== Exercise data ==
PR #619, opened 2021-08-15
internal: expose pending tf related options via init opts

### LINKED ISSUE #240: Expose Terraform-related options via native LSP "InitializationOptions"

danishprakash:
Closes #240

### DIFF
--- a/docs/SETTINGS.md
+++ b/docs/SETTINGS.md
@@ -6,15 +6,14 @@ The language server supports the following configuration options:
 
 ## `terraformLogFilePath` (`string`)
 
-Path to a file for Terraform executions to be logged into (TF_LOG_PATH)
+Path to a file for Terraform executions to be logged into (`TF_LOG_PATH`)
 with support for variables (e.g. Timestamp, Pid, Ppid) via Go template
-syntax {{.VarName}}
+syntax `{{.VarName}}`
 
 ## `terraformExecTimeout` (`string`)
 
-Overrides Terraform execution timeout (e.g. 30s)
-
-Path to the Terraform binary.
+Overrides Terraform execution timeout in [`time.ParseDuration`](https://pkg.go.dev/time#ParseDuration)
+compatible format (e.g. `30s`)
 
 ## `terraformExecPath` (`string`)
 
--- a/docs/SETTINGS.md
+++ b/docs/SETTINGS.md
@@ -4,6 +4,18 @@
 
 The language server supports the following configuration options:
 
+## `terraformLogFilePath` (`string`)
+
+Path to a file for Terraform executions to be logged into (TF_LOG_PATH)
+with support for variables (e.g. Timestamp, Pid, Ppid) via Go template
+syntax {{.VarName}}
+
+## `terraformExecTimeout` (`string`)
+
+Overrides Terraform execution timeout (e.g. 30s)
+
+Path to the Terraform binary.
+
 ## `terraformExecPath` (`string`)
 
 Path to the Terraform binary.
--- a/internal/langserver/handlers/service.go
+++ b/internal/langserver/handlers/service.go
@@ -6,6 +6,7 @@ import (
 	"fmt"
 	"io/ioutil"
 	"log"
+	"time"
 
 	"github.com/creachadair/jrpc2"
 	"github.com/creachadair/jrpc2/code"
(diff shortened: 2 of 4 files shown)


internal/langserver/handlers/service.go
```diff
@@ -391,11 +392,30 @@ func (svc *service) configureSessionDependencies(cfgOpts *settings.Options) erro
...
+
+	timeout, ok := lsctx.TerraformExecTimeout(svc.srvCtx)
+	if ok {
+		if len(cfgOpts.TerraformExecTimeout) > 0 {
+			return fmt.Errorf("Terraform exec timeout can either be set via (-tf-exec-timeout) CLI flag " +
+				"or (terraformExecTimeout) LSP config option, not both")
+		}
 		execOpts.Timeout = timeout
+	} else if len(cfgOpts.TerraformExecTimeout) > 0 {
+		d, err := time.ParseDuration(cfgOpts.TerraformExecTimeout)
```
danishprakash, line 414: @radeksimko we can unmarshal into time.Duration but that requires writing a mapstructure hook since it's not supported out of the box, I'm trying this for now, lmk how it looks.

internal/settings/settings.go
```diff
@@ -21,10 +21,9 @@ type Options struct {
 	// ExperimentalFeatures encapsulates experimental features users can opt into.
 	ExperimentalFeatures ExperimentalFeatures `mapstructure:"experimentalFeatures"`
 
-	// TODO: Need to check for conflict with CLI flags
-	TerraformExecPath string `mapstructure:"terraformExecPath"`
-	// TerraformExecTimeout time.Duration
-	// TerraformLogFilePath string
+	TerraformExecPath        string `mapstructure:"terraformExecPath"`
+	TerraformExecTimeout     string `mapstructure:"terraformExecTimeout"`
+	TerraformExecLogFilePath string `mapstructure:"terraformExecLogFilePath"`
```
danishprakash, line 26: `TerraformExecLogFilePath` changed var name here to keep it consistent, feel free to update this though.

internal/langserver/handlers/service.go
radeksimko: I think this may actually be better as we have more control over the (user-facing) error message here.

internal/langserver/handlers/service.go
```diff
@@ -391,11 +392,30 @@ func (svc *service) configureSessionDependencies(cfgOpts *settings.Options) erro
...
+		if err != nil {
+			return fmt.Errorf("Failed to parse Terraform timeout: %s", err)
```
radeksimko, line 416:
```suggestion
			return fmt.Errorf("Failed to parse terraformExecTimeout LSP config option: %s", err)
```

radeksimko (changes requested):
Thanks for this 2nd PR as well.

Aside from my two inline comments it looks good.

We'll also need to document these new options in https://github.com/hashicorp/terraform-ls/blob/main/docs/SETTINGS.md but I'm happy to do that prior to merging.

radeksimko:
Actually one more thing:
Can you also prepend the relevant two CLI flags with `(DEPRECATED)`?
https://github.com/hashicorp/terraform-ls/blob/00594752ad33a748c1e8110d15a7b429bd77dd1e/internal/cmd/serve_command.go#L46-L49

Thanks.

internal/settings/settings.go
danishprakash: Oh, knowing [`terraform-exec`](https://github.com/hashicorp/terraform-exec) is a thing now, it clears a lot of things up. I was under the impression that they all are being passed on to the terraform binary one way or the other. Thanks for clearing this up.

docs/SETTINGS.md
```diff
@@ -4,6 +4,18 @@
 
 The language server supports the following configuration options:
 
+## `terraformLogFilePath` (`string`)
+
+Path to a file for Terraform executions to be logged into (TF_LOG_PATH)
```
danishprakash, line 9: @radeksimko I've used the same desc from the client side changes, If you follow a particular approach for user facing strings, kindly suggest the same. Thanks.

radeksimko (approved):
LGTM, I just made some minor changes to the docs and log message.

Thanks for the PR.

== Description of the task ==
Search the records for the string "terraformExecPath" and, wherever a line contains it, please copy that line.

== Exercise response ==
 ## `terraformExecPath` (`string`)
 ## `terraformExecPath` (`string`)
-	TerraformExecPath string `mapstructure:"terraformExecPath"`
+	TerraformExecPath        string `mapstructure:"terraformExecPath"`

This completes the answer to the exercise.